Firstly, a cleaned FTO glass substrate was treated in TiCl4 (40 mM) at 70 °C for 30 min and washed with deionized water. Next, TiO2 mesoporous scaffold has been prepared from the mixed TiO2 precursor solution including Titanium(IV) ethoxide (Sigma-Aldrich, 12.7 g), concentrated HCl (Merck, 9.7 g), Pluronic P123 (Sigma-Aldrich, 4.0 g), and butyl alcohol (Sigma-Aldrich, 36.3 g). The solution has been dip-coated on the substrate (withdrawing speed; 30 mm/min) and has been subsequently annealed at 450 °C for 1 h. Then, the prepared PbI2 solution (1.4 M) via solving PbI2 in DMSO/DMF (1:9) has been spin-coated on TiO2 mesoporous coated substrate at 2000 rpm for 20 s (during the process, the temperature is kept at 80 °C). To convert the PbI2 film to CH3NH3PbI3, CH3NH3I solution (1 mg mL−1) was prepared in a mixed solvent of isopropanol/cyclohexane (1:9), and then, PbI2 films were immersed into the CH3NH3I solution for 12 h, and the as-prepared methylammonium lead triiodide (MAPbI3) films have been heated at 100 °C for 15 min36,37. Finally, a commercial carbon paste composed of carbon black and graphite has been used for preparing the carbon back electrode. The carbon paste has been painted on the perovskite film followed by spraying an ethanol solution of 1H, 1H,2H,2H-perfluouorodecyltriethoxysilane (Sigma-Aldrich, 5% v/v) on the paste and heating at 100 °C for 1 h7.

Numerical calculations

Optical-electrically coupled simulation regimes have been used to investigate the plasmonic nanoparticles embedding effects on the performance of carbon-based perovskite solar cells. The rate of exciton generation dependent on the absorption profile of the cell was calculated using FDTD software based on solving Maxwell equations38. The complex refractive indices obtained from the ellipsometric analyzes of the fabricated device were utilized to simulate and calculate the exciton generation rate profile optically. Perfectly matched layer (PML) boundary conditions are set at the top and bottom of the unit cell along the Z direction. Periodic boundary conditions are located along x and y directions. A plane wave light source propagated along the Z direction is used; the photon flux density is calculated based on standard solar spectrum AM1.5. Experimental data of the materials' complex refractive indices used for optical simulation are shown in Figure S1. To model the electrical response of the cell, the exciton generation rate profile is directly imported into the Solar Cell Capacitance Simulator (SCAPS-1D) software. Photovoltaic measurements of the fabricated devices were utilized to extract electrical parameters by fitting their corresponding J–V characteristics.
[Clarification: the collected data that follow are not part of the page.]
PR #5329, opened 2023-10-19
Prevent iOS from stopping the tunnel if it remains in connecting state for too long

rablador:
Since iOS 16.5 NE.startTunnel() has a 60s timeout to return from that method. To handle this the idea is to never keep the VPN extension in connecting state and instead return immediately from NE.startTunnel() to make the system think that the tunnel is established to prevent being shutdown by a system timer.

Internally the actor will use its own state and will remain in the actual state that we expect the tunnel to be in. Only NEVPNStatus will be a lie.

- - -
This change is [Reviewable](https://reviewable.io/reviews/mullvad/mullvadvpn-app/5329)


rablador (commented):
> *[Reviewable](https://reviewable.io/reviews/mullvad/mullvadvpn-app/5329)* status: 0 of 14 files reviewed, 1 unresolved discussion

___
*[`ios/MullvadVPN/TunnelManager/MapConnectionStatusOperation.swift` line 63 at r1](https://reviewable.io/reviews/mullvad/mullvadvpn-app/5329#-Nh6ixyBAIkio4gmrooW:-Nh6ixyBAIkio4gmrooX:b-rwvg7n) ([raw file](https://github.com/mullvad/mullvadvpn-app/blob/b7d99c6aa6b2b3458c46890d5dad98e384cb0186/ios/MullvadVPN/TunnelManager/MapConnectionStatusOperation.swift#L63)):*
> ```Swift
>                     return .error(blockedState.reason)
>                 default:
>                     return .none
> ```

What to return here?

buggmagnet (approved):
> Reviewed 13 of 14 files at r1, 2 of 2 files at r2, all commit messages.
> *[Reviewable](https://reviewable.io/reviews/mullvad/mullvadvpn-app/5329)* status: all files reviewed, 6 unresolved discussions (waiting on @rablador)

___
*[`ios/MullvadVPN/TunnelManager/MapConnectionStatusOperation.swift` line 94 at r2](https://reviewable.io/reviews/mullvad/mullvadvpn-app/5329#-Nh7F2R-3UNAq27RaQLg:-Nh7F2R-3UNAq27RaQLh:b-3fez1q) ([raw file](https://github.com/mullvad/mullvadvpn-app/blob/791ce28d9d71780b16dbae1335a42d660889e5bd/ios/MullvadVPN/TunnelManager/MapConnectionStatusOperation.swift#L94)):*
> ```Swift
>         default:
>             interactor.updateTunnelStatus { tunnelStatus in
>                 let isNetworkReachable = tunnelStatus.observedState.connectionState?.isNetworkReachable ?? false
> ```

nit
Should we care about reachability when we are disconnecting, since we will soon be disconnected and shut down the VPN ?
Maybe we should just force `tunnelStatus.state = .disconnecting(nothing)` here.
What do you think @pronebird  ?
___
*[`ios/MullvadVPN/TunnelManager/MapConnectionStatusOperation.swift` line 135 at r2](https://reviewable.io/reviews/mullvad/mullvadvpn-app/5329#-Nh7CaFECRVBZ8RYFpd2:-Nh7CaFECRVBZ8RYFpd3:bn60ho2) ([raw file](https://github.com/mullvad/mullvadvpn-app/blob/791ce28d9d71780b16dbae1335a42d660889e5bd/ios/MullvadVPN/TunnelManager/MapConnectionStatusOperation.swift#L135)):*
> ```Swift
>         mapToState: @escaping (ObservedState) -> TunnelState?
>     ) {
>         request = tunnel.getTunnelStatus { [weak self] completion in
> ```

nit
let's rename this `result`
___
*[`ios/MullvadVPN/View controllers/Tunnel/TunnelControlView.swift` line 226 at r2](https://reviewable.io/reviews/mullvad/mullvadvpn-app/5329#-Nh7G6BJCl4ZzONycIj_:-Nh7G6BJCl4ZzONycIja:b-yzqu1r) ([raw file](https://github.com/mullvad/mullvadvpn-app/blob/791ce28d9d71780b16dbae1335a42d660889e5bd/ios/MullvadVPN/View%20controllers/Tunnel/TunnelControlView.swift#L226)):*
> ```Swift
> 
>             connectionPanel.dataSource = ConnectionPanelData(
>                 inAddress: "\(tunnelRelay.endpoint.ipv4Relay) UDP",
> ```

Nit
Note for future @buggmagnet , should we change this dynamically based on whether we're obfuscating the connection via TCP ?

Yes we should. That's what the desktop does.
___
*[`ios/PacketTunnel/PacketTunnelProvider/PacketTunnelProvider.swift` line 105 at r2](https://reviewable.io/reviews/mullvad/mullvadvpn-app/5329#-Nh7OYM5CoEuUaCZK33_:-Nh7OYM5CoEuUaCZK33a:bz2aj2p) ([raw file](https://github.com/mullvad/mullvadvpn-app/blob/791ce28d9d71780b16dbae1335a42d660889e5bd/ios/PacketTunnel/PacketTunnelProvider/PacketTunnelProvider.swift#L105)):*
> ```Swift
>         for await state in await actor.observedStates {
>             switch state {
>             case .connected:
> ```

As discussed with @rablador, we established that we should probably respect the previous behaviour where we were also returning normally in case we were already disconnected here.
___
*[`ios/PacketTunnelCore/Actor/ObservedState.swift` line 59 at r2](https://reviewable.io/reviews/mullvad/mullvadvpn-app/5329#-Nh7PETd3QUqwMONk68i:-Nh7PETd3QUqwMONk68j:bgl66nh) ([raw file](https://github.com/mullvad/mullvadvpn-app/blob/791ce28d9d71780b16dbae1335a42d660889e5bd/ios/PacketTunnelCore/Actor/ObservedState.swift#L59)):*
> ```Swift
>     }
> 
>     public init(
> ```

This is only used for the simulator, we should probably hide this behind an `#if targetEnvironment(simulator)` statement

rablador (commented):
> *[Reviewable](https://reviewable.io/reviews/mullvad/mullvadvpn-app/5329)* status: all files reviewed, 4 unresolved discussions (waiting on @buggmagnet)

___
*[`ios/MullvadVPN/TunnelManager/MapConnectionStatusOperation.swift` line 135 at r2](https://reviewable.io/reviews/mullvad/mullvadvpn-app/5329#-Nh7CaFECRVBZ8RYFpd2:-Nh7m7mT-1WqolWa20g0:b-896fix) ([raw file](https://github.com/mullvad/mullvadvpn-app/blob/791ce28d9d71780b16dbae1335a42d660889e5bd/ios/MullvadVPN/TunnelManager/MapConnectionStatusOperation.swift#L135)):*

nit
let's rename this `result`
</blockquote></details>

Done.
___
*[`ios/PacketTunnel/PacketTunnelProvider/PacketTunnelProvider.swift` line 105 at r2](https://reviewable.io/reviews/mullvad/mullvadvpn-app/5329#-Nh7OYM5CoEuUaCZK33_:-Nh7mLlQ2Sg_Gaqk8ZJR:b-896fix) ([raw file](https://github.com/mullvad/mullvadvpn-app/blob/791ce28d9d71780b16dbae1335a42d660889e5bd/ios/PacketTunnel/PacketTunnelProvider/PacketTunnelProvider.swift#L105)):*

As discussed with @rablador, we established that we should probably respect the previous behaviour where we were also returning normally in case we were already disconnected here.
</blockquote></details>

Done.

buggmagnet (commented):
> *[Reviewable](https://reviewable.io/reviews/mullvad/mullvadvpn-app/5329)* status: all files reviewed, 3 unresolved discussions (waiting on @rablador)

rablador (commented):
> *[Reviewable](https://reviewable.io/reviews/mullvad/mullvadvpn-app/5329)* status: all files reviewed, 3 unresolved discussions (waiting on @buggmagnet)

___
*[`ios/PacketTunnelCore/Actor/ObservedState.swift` line 59 at r2](https://reviewable.io/reviews/mullvad/mullvadvpn-app/5329#-Nh7PETd3QUqwMONk68i:-NhB8qic1IOQrCrDJvUK:b-9zv1cv) ([raw file](https://github.com/mullvad/mullvadvpn-app/blob/791ce28d9d71780b16dbae1335a42d660889e5bd/ios/PacketTunnelCore/Actor/ObservedState.swift#L59)):*

This is only used for the simulator, we should probably hide this behind an `#if targetEnvironment(simulator)` statement
</blockquote></details>

Would have liked making a local extension in `SimulatorTunnelProviderHost` with the init, but that's not really doable with a struct. Should I just wrap it in `targetEnv` here and call it a day?

pronebird (commented):
> *[Reviewable](https://reviewable.io/reviews/mullvad/mullvadvpn-app/5329)* status: all files reviewed, 6 unresolved discussions (waiting on @buggmagnet and @rablador)

___
*[`ios/MullvadVPN/TunnelManager/MapConnectionStatusOperation.swift` line 94 at r2](https://reviewable.io/reviews/mullvad/mullvadvpn-app/5329#-Nh7F2R-3UNAq27RaQLg:-NhBjdot3xq7UHZAqY2f:b9vcwxs) ([raw file](https://github.com/mullvad/mullvadvpn-app/blob/791ce28d9d71780b16dbae1335a42d660889e5bd/ios/MullvadVPN/TunnelManager/MapConnectionStatusOperation.swift#L94)):*

nit
Should we care about reachability when we are disconnecting, since we will soon be disconnected and shut down the VPN ?
Maybe we should just force `tunnelStatus.state = .disconnecting(nothing)` here.
What do you think @pronebird  ?
</blockquote></details>

I think it's fine. Path monitor will take care of providing the next reachability status once packet tunnel is fully disconnected.

pronebird (commented):
> *[Reviewable](https://reviewable.io/reviews/mullvad/mullvadvpn-app/5329)* status: all files reviewed, 6 unresolved discussions (waiting on @buggmagnet and @rablador)

___
*[`ios/MullvadVPN/TunnelManager/MapConnectionStatusOperation.swift` line 63 at r1](https://reviewable.io/reviews/mullvad/mullvadvpn-app/5329#-Nh6ixyBAIkio4gmrooW:-NhBlX4w8A6SbqjkgAjs:bhk30l7) ([raw file](https://github.com/mullvad/mullvadvpn-app/blob/b7d99c6aa6b2b3458c46890d5dad98e384cb0186/ios/MullvadVPN/TunnelManager/MapConnectionStatusOperation.swift#L63)):*

What to return here?
</blockquote></details>

Which states did you omit with `default`?

pronebird (changes requested):
> Reviewed 6 of 14 files at r1, 1 of 2 files at r2, 2 of 2 files at r3.
> *[Reviewable](https://reviewable.io/reviews/mullvad/mullvadvpn-app/5329)* status: all files reviewed, 10 unresolved discussions (waiting on @buggmagnet and @rablador)

___
*[`ios/MullvadVPN/SimulatorTunnelProvider/SimulatorTunnelProviderHost.swift` line 44 at r4](https://reviewable.io/reviews/mullvad/mullvadvpn-app/5329#-NhBmoJt4XLexjOIUlz7:-NhBmoJt4XLexjOIUlz8:b-s3c4am) ([raw file](https://github.com/mullvad/mullvadvpn-app/blob/1ccf5474e31b0b2994d70fa08090efc23f428bc8/ios/MullvadVPN/SimulatorTunnelProvider/SimulatorTunnelProviderHost.swift#L44)):*
> ```Swift
>     ) {
>         dispatchQueue.async { [weak self] in
> ```

It would be simpler to use a strong reference here. Functions that accept completion handler and never bother to call it on a whim are typically the source of sleepless nights.
___
*[`ios/MullvadVPN/SimulatorTunnelProvider/SimulatorTunnelProviderHost.swift` line 76 at r4](https://reviewable.io/reviews/mullvad/mullvadvpn-app/5329#-NhBm5C57_z-3cLJbFjl:-NhBm5C57_z-3cLJbFjm:b-p6agx0) ([raw file](https://github.com/mullvad/mullvadvpn-app/blob/1ccf5474e31b0b2994d70fa08090efc23f428bc8/ios/MullvadVPN/SimulatorTunnelProvider/SimulatorTunnelProviderHost.swift#L76)):*
> ```Swift
> 
>     override func stopTunnel(with reason: NEProviderStopReason, completionHandler: @escaping () -> Void) {
>         dispatchQueue.async { [weak self] in
> ```

It would be simpler to use strong reference here.
___
*[`ios/MullvadVPN/TunnelManager/TunnelState.swift` line 24 at r4](https://reviewable.io/reviews/mullvad/mullvadvpn-app/5329#-NhBu79_ACxR9UTqCqhN:-NhBu79_ACxR9UTqCqhO:b-wn5xhr) ([raw file](https://github.com/mullvad/mullvadvpn-app/blob/1ccf5474e31b0b2994d70fa08090efc23f428bc8/ios/MullvadVPN/TunnelManager/TunnelState.swift#L24)):*
> ```Swift
>         var s = "\(state), network "
> 
>         if observedState.connectionState?.isNetworkReachable == true {
> ```

This will print that network is unreachable in `.disconnected` state which would be a lie. So either fix this message to reflect the actual status or remove it altogether.
___
*[`ios/PacketTunnel/PacketTunnelProvider/PacketTunnelProvider.swift` line 103 at r4](https://reviewable.io/reviews/mullvad/mullvadvpn-app/5329#-NhBtlOfDOptWF8QXvmL:-NhBtlOfDOptWF8QXvmM:bh7kzs6) ([raw file](https://github.com/mullvad/mullvadvpn-app/blob/8fc622a104481731cf56aa6a18666eea51da636d/ios/PacketTunnel/PacketTunnelProvider/PacketTunnelProvider.swift#L103)):*
> ```Swift
>         actor.start(options: startOptions)
> 
>         await actor.waitUntilConnected()
> ```

Nit: If we don't use `waitUntilConnected()` anywhere, then feel free to remove the function altogether.

pronebird (commented):
> Reviewed 5 of 14 files at r1.
> *[Reviewable](https://reviewable.io/reviews/mullvad/mullvadvpn-app/5329)* status: all files reviewed, 10 unresolved discussions (waiting on @buggmagnet and @rablador)

rablador (commented):
> *[Reviewable](https://reviewable.io/reviews/mullvad/mullvadvpn-app/5329)* status: all files reviewed, 8 unresolved discussions (waiting on @buggmagnet and @pronebird)

___
*[`ios/MullvadVPN/SimulatorTunnelProvider/SimulatorTunnelProviderHost.swift` line 44 at r4](https://reviewable.io/reviews/mullvad/mullvadvpn-app/5329#-NhBmoJt4XLexjOIUlz7:-NhRYD4p4fYBU8zkZWt0:b9faque) ([raw file](https://github.com/mullvad/mullvadvpn-app/blob/1ccf5474e31b0b2994d70fa08090efc23f428bc8/ios/MullvadVPN/SimulatorTunnelProvider/SimulatorTunnelProviderHost.swift#L44)):*

It would be simpler to use a strong reference here. Functions that accept completion handler and never bother to call it on a whim are typically the source of sleepless nights.
</blockquote></details>

It's probably fine with strong ref here (especially in simulator), but I still think we should avoid it unless necessary. Added completion handler to early return.
___
*[`ios/MullvadVPN/SimulatorTunnelProvider/SimulatorTunnelProviderHost.swift` line 76 at r4](https://reviewable.io/reviews/mullvad/mullvadvpn-app/5329#-NhBm5C57_z-3cLJbFjl:-NhRYlc0BeA2D1EnIQ0U:b-q64pkt) ([raw file](https://github.com/mullvad/mullvadvpn-app/blob/1ccf5474e31b0b2994d70fa08090efc23f428bc8/ios/MullvadVPN/SimulatorTunnelProvider/SimulatorTunnelProviderHost.swift#L76)):*

It would be simpler to use strong reference here.
</blockquote></details>

See above.
___
*[`ios/MullvadVPN/TunnelManager/MapConnectionStatusOperation.swift` line 63 at r1](https://reviewable.io/reviews/mullvad/mullvadvpn-app/5329#-Nh6ixyBAIkio4gmrooW:-NhRZxMD71LC19YXqYCn:b2av6uk) ([raw file](https://github.com/mullvad/mullvadvpn-app/blob/b7d99c6aa6b2b3458c46890d5dad98e384cb0186/ios/MullvadVPN/TunnelManager/MapConnectionStatusOperation.swift#L63)):*

Which states did you omit with `default`?
</blockquote></details>

Looking at the old code we're supposedly not interested in anything but .connected, .connecting and .error. I guess getting any other state here means we've messed up pretty badly somewhere, so perhaps .error here would be ok too?
___
*[`ios/MullvadVPN/TunnelManager/TunnelState.swift` line 24 at r4](https://reviewable.io/reviews/mullvad/mullvadvpn-app/5329#-NhBu79_ACxR9UTqCqhN:-NhRa6WT8lOoqndWXqTa:b-kwoj2c) ([raw file](https://github.com/mullvad/mullvadvpn-app/blob/1ccf5474e31b0b2994d70fa08090efc23f428bc8/ios/MullvadVPN/TunnelManager/TunnelState.swift#L24)):*

This will print that network is unreachable in `.disconnected` state which would be a lie. So either fix this message to reflect the actual status or remove it altogether.
</blockquote></details>

Why is it incorrect? It only looks at whether network is reachable and prints accordingly.
___
*[`ios/PacketTunnel/PacketTunnelProvider/PacketTunnelProvider.swift` line 103 at r4](https://reviewable.io/reviews/mullvad/mullvadvpn-app/5329#-NhBtlOfDOptWF8QXvmL:-NhRaMv_7fB1IQsZo1XY:b-896fix) ([raw file](https://github.com/mullvad/mullvadvpn-app/blob/8fc622a104481731cf56aa6a18666eea51da636d/ios/PacketTunnel/PacketTunnelProvider/PacketTunnelProvider.swift#L103)):*

Nit: If we don't use `waitUntilConnected()` anywhere, then feel free to remove the function altogether.
</blockquote></details>

Done.
___
*[`ios/PacketTunnelCore/Actor/ObservedState.swift` line 59 at r2](https://reviewable.io/reviews/mullvad/mullvadvpn-app/5329#-Nh7PETd3QUqwMONk68i:-NhRf-hC70rnatJvKLC8:b-tlg7cw) ([raw file](https://github.com/mullvad/mullvadvpn-app/blob/791ce28d9d71780b16dbae1335a42d660889e5bd/ios/PacketTunnelCore/Actor/ObservedState.swift#L59)):*

It's unusual that the framework has to adapt to the way it's being used in the application target. I'd say we should keep `init()` public and not over-engineer this.
</blockquote></details>

Change reverted.
___
*[`ios/PacketTunnelCore/Actor/ObservedState.swift` line 24 at r4](https://reviewable.io/reviews/mullvad/mullvadvpn-app/5329#-NhBgvvW8ziMHaM-uZYC:-NhRepfp5hoM9WhqBepZ:b-fxzzkh) ([raw file](https://github.com/mullvad/mullvadvpn-app/blob/1ccf5474e31b0b2994d70fa08090efc23f428bc8/ios/PacketTunnelCore/Actor/ObservedState.swift#L24)):*

Ideally we want to encourage consumer to do the proper matching. So these helpers that extract the associated values should probably be defined as extensions in the target doing this.
</blockquote></details>

Putting them in the existing ObservedState+Extensions file.
___
*[`ios/PacketTunnelCore/Actor/ObservedState.swift` line 37 at r4](https://reviewable.io/reviews/mullvad/mullvadvpn-app/5329#-NhBiIVjCbfDnQgfYD35:-NhReu_3CNZXgyOpqtij:b-fxzzkh) ([raw file](https://github.com/mullvad/mullvadvpn-app/blob/1ccf5474e31b0b2994d70fa08090efc23f428bc8/ios/PacketTunnelCore/Actor/ObservedState.swift#L37)):*

Same goes here.
</blockquote></details>

Putting them in the existing ObservedState+Extensions file.
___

The software uses the finite difference approach to solve electron and hole drift–diffusion equations to describe the motion of charge carriers inside the photoactive layer. Here Shockley–Read–Hall (SRH) model has been used to describe recombination current density39. The electrical parameters used for the simulation, which are extracted by fitting the simulation results with experimental data, are shown in Table S1.